Hello everyone and happy Christmas, my wife has just got her visa approved  and will be joining me in the UK, I was lucky as I had sold my flat in the UK in 2011 and moved to manila to live with her for over 1 year. So I had over £62,500 in my bank, my question is, she has got a visa until almost 2017, when she will need apply again does this money need to be in the account for 3 years, or can i relax about it until she has to apply again, I am not earning £18,600 at this moment but I would hope that with mine and her's combined wages we will be in 3 years time. I would like to buy a house again but I cannot do so if that money cannot be touched for 3 years. Thanks you for any ones help


----------



## JimnNila143 (Jul 23, 2013)

My thinking on this is that your wife may want to become a citizen of the UK, which would be cool, I don't know what the requirements for the UK is as far as immigration, I know that having dual citizenship takes 5 years to obtain it.
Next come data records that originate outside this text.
PR #714, opened 2024-05-07
[ADVAPP-539]: Investigate pasting of certain content into email results in fatal errors

dgoetzit:
### Ticket(s) or GitHub Issue

- https://canyongbs.atlassian.net/browse/ADVAPP-539

### Technical Description

> Fixes an issue stemming from a missed match when trying to generate markdown from JSON content.

> No


mxm1070 (approved):

app-modules/engagement/src/Actions/GenerateEmailMarkdownContent.php
```diff
@@ -52,6 +51,8 @@ public function __invoke(array $content, array $mergeData = [], string $markdown
                 'mergeTag' => ' ' . $this->text($mergeData[$component['attrs']['id'] ?? null] ?? '', $component),
                 'orderedList' => PHP_EOL . PHP_EOL . $this->orderedList($component, $mergeData),
                 'text' => ' ' . $this->text($component['text'] ?? '', $component),
+                'hardBreak' => '  ' . PHP_EOL,
+                default => '',
```
Orrison, line 55: Right now this is throwing a bunch of errors in Production flooding Sentry and causing this bug. But I am a little worried to just put a `default` here resulting in no content.

Should we be at least logging something when this happens so we can catch types we have not added a match for?

@danharrin thoughts?

mxm1070: Instead of building the markdown by hand we could rely on the tiptap editor to convert the content for us. That's what I did for the sms/email api. The only thing you have to handle by hand are the custom nodes like mergeTags. Then we put the html through something like `league/html-to-markdown`.

```php
public function getBody(): string
{
    $converter = new HtmlConverter();

    $html = tiptap_converter()
        ->getEditor()
        ->setContent($this->body)
        ->descendants(function ($node) {
            if ($node->type !== 'mergeTag') {
                return;
            }

            $node->type = 'text';
            $node->text = $this->getMergeData()[$node->attrs->id ?? null] ?? '';
        })
        ->getHTML();

    return $converter->convert($html);
}
```

I've tested this in my local and it seems to work fine. For example this is some markdown I used to when making the api:
```markdown
Hello {{ student full name }} with email {{ student email }}\n\n* * *\n\n#### _We're_ **trying** to reach you about your car's extended warranty.\n\n* * *\n\n*   apple\n    \n*   melon\n    \n\n* * *\n\n1.  **red**\n    \n2.  _green_\n    \n3.  blue\n
```

Which creates the correct html:
```html
<p>Hello Idella Walker with email arnoldo.walsh@hotmail.com</p><hr><h4><em>We&#039;re</em> <strong>trying</strong> to reach you about your car&#039;s extended warranty.</h4><hr><ul><li><p>apple</p></li><li><p>melon</p></li></ul><hr><ol><li><p><strong>red</strong></p></li><li><p><em>green</em></p></li><li><p>blue</p></li></ol>
```

and then the correct markdown:
```markdown
Hello Idella Walker with email arnoldo.walsh@hotmail.com

---

#### *We're* **trying** to reach you about your car's extended warranty.

---

- apple
- melon

---

1. **red**
2. *green*
3. blue
```

I believe this should take care of all the built in nodes, and we only have to worry about future custom nodes which we would have to do anyway if we build the markdown by hand.

Orrison: > Instead of building the markdown by hand we could rely on the tiptap editor to convert the content for us. That's what I did for the sms/email api. The only thing you have to handle by hand are the custom nodes like mergeTags. Then we put the html through something like `league/html-to-markdown`.
> 
> ```
> public function getBody(): string
> {
>     $converter = new HtmlConverter();
> 
>     $html = tiptap_converter()
>         ->getEditor()
>         ->setContent($this->body)
>         ->descendants(function ($node) {
>             if ($node->type !== 'mergeTag') {
>                 return;
>             }
> 
>             $node->type = 'text';
>             $node->text = $this->getMergeData()[$node->attrs->id ?? null] ?? '';
>         })
>         ->getHTML();
> 
>     return $converter->convert($html);
> }
> ```
> 
> I've tested this in my local and it seems to work fine. For example this is some markdown I used to when making the api:
> 
> ```
> Hello {{ student full name }} with email {{ student email }}\n\n* * *\n\n#### _We're_ **trying** to reach you about your car's extended warranty.\n\n* * *\n\n*   apple\n    \n*   melon\n    \n\n* * *\n\n1.  **red**\n    \n2.  _green_\n    \n3.  blue\n
> ```
> 
> Which creates the correct html:
> 
> ```
> <p>Hello Idella Walker with email arnoldo.walsh@hotmail.com</p><hr><h4><em>We&#039;re</em> <strong>trying</strong> to reach you about your car&#039;s extended warranty.</h4><hr><ul><li><p>apple</p></li><li><p>melon</p></li></ul><hr><ol><li><p><strong>red</strong></p></li><li><p><em>green</em></p></li><li><p>blue</p></li></ol>
> ```
> 
> and then the correct markdown:
> 
> ```
> Hello Idella Walker with email arnoldo.walsh@hotmail.com
> 
> ---
> 
> #### *We're* **trying** to reach you about your car's extended warranty.
> 
> ---
> 
> - apple
> - melon
> 
> ---
> 
> 1. **red**
> 2. *green*
> 3. blue
> ```
> 
> I believe this should take care of all the built in nodes, and we only have to worry about future custom nodes which we would have to do anyway if we build the markdown by hand.

Hmm, very interesting. This would cover us for all existing and perhaps lay an easier pathway for custom nodes. What do you think @danharrin?

danharrin: Sorry if I'm missing something, but what is the block type that the default is catching here?

mxm1070: At the present, nothing. I think @Orrison just means that the original error here was `hardBreak` not being covered by the match. If we introduce a default it will prevent the pasting error from happening again, but it will also cover up the missing block and just not include it in the markdown. Which may, or may not, be desired, but we should at least consider adding a log so we know if a future block isn't covered.

danharrin: I think we should remove the default if we proceed with this method, yes.

I think we should go ahead and merge this PR and then add a spike to the backlog to investigate the new method, to investigate viability. By the sounds of it it sounds like a good idea though, I didn't know such a package existed by a trustworthy author.

mxm1070: Yeah, I didn't either until I was working on the api. I was hesitant at the time to introduce the package just for that feature, but if we can get some use here as well I think it's worth it.

Orrison (approved):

Your wife would also have to obtain a work permit. As far is owning any property, you wife can do this as she is a citizen here and can own land in her name. The building that sits on the land can be co-owned by both you and her but should something happen to you, your part of the house goes to her. If something happens to her any property that she owns goes to her family but you can have usufruct of it provided that she signs documents to support this. Good luck and Merry Christmas


----------